Work to be completed :: Your answer should be a single number: the count of lines in the listing that contain "annex".

Records for processing ::
PR #1949, opened 2017-10-31
Fix bytes object path issue with pandas #1948

### LINKED ISSUE #1948: Automagic - Path as binary object - pandas
#### What is the problem?
Opening files with pandas using AutomagicIO fails. This is because pandas (perhaps due to to using CPython?) returns a bytes object for the file name, so statements such as `'annex/objects' in realpath(filepath)` will return an error, because filepath is not a string.

Open a file that Datalad would have to fetch using `pandas.read_csv`

#### What version of DataLad are you using?
Latest version of Datalad on Ubuntu in Docker.

adelavega:
This pull request fixes #1948

This pull request proposes converting path names to strings prior to checking if 'annex/objects` is in path.

### DIFF
--- a/datalad/auto.py
+++ b/datalad/auto.py
@@ -180,7 +180,7 @@ class AutomagicIO(object):
         # For now, as long as it is a symlink pointing to under .git/annex
         if exists(path):
             return True
-        return lexists(path) and 'annex/objects' in realpath(path)
+        return lexists(path) and 'annex/objects' in str(realpath(path))
 
     def _dataset_auto_get(self, filepath):
         """Verify that filepath is under annex, and if so and not present - get it"""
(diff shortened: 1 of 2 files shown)


yarikoptic:
Thanks @adelavega !  I wonder though how your changes broke that single usecase for python3.x on travis...  I wonder if `datalad.utils.safe_unicode` would be a `safer` choice here.  Meanwhile restarted one python3 build to see if that wasn't just network glitch/limiting

Also it revealed a little python3 bug of us still accessing Exception.message in few spots -- I will fix for that shortly in a dedicated PR

mih:
Tests pass now

adelavega:
Awesome, thanks!

PR #1947, opened 2017-10-31
Have metadata parser for generic image files

mih:
Basic stuff like

- size
- dpi
- format
- bits per pixel
- color mode


yarikoptic:
thought to push a commit with a tiny-kinda-fix (primarily just to trigger buildbots) but apparently have no permission -- could you please allow @mih?

yarikoptic:
ah whatever -- will fix straight in master

PR #1961, opened 2017-11-12
BF: crawler needed to use now "options" instead of "git_options" apparently

yarikoptic:
`git_options` are ignored, `options` are respected... duplication and absent clarity in the interface.  Just patching up and adding a test


yarikoptic:
#1964 includes the fix for that lzma issue, unrelated to this PR, so will just merge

Result below :: 6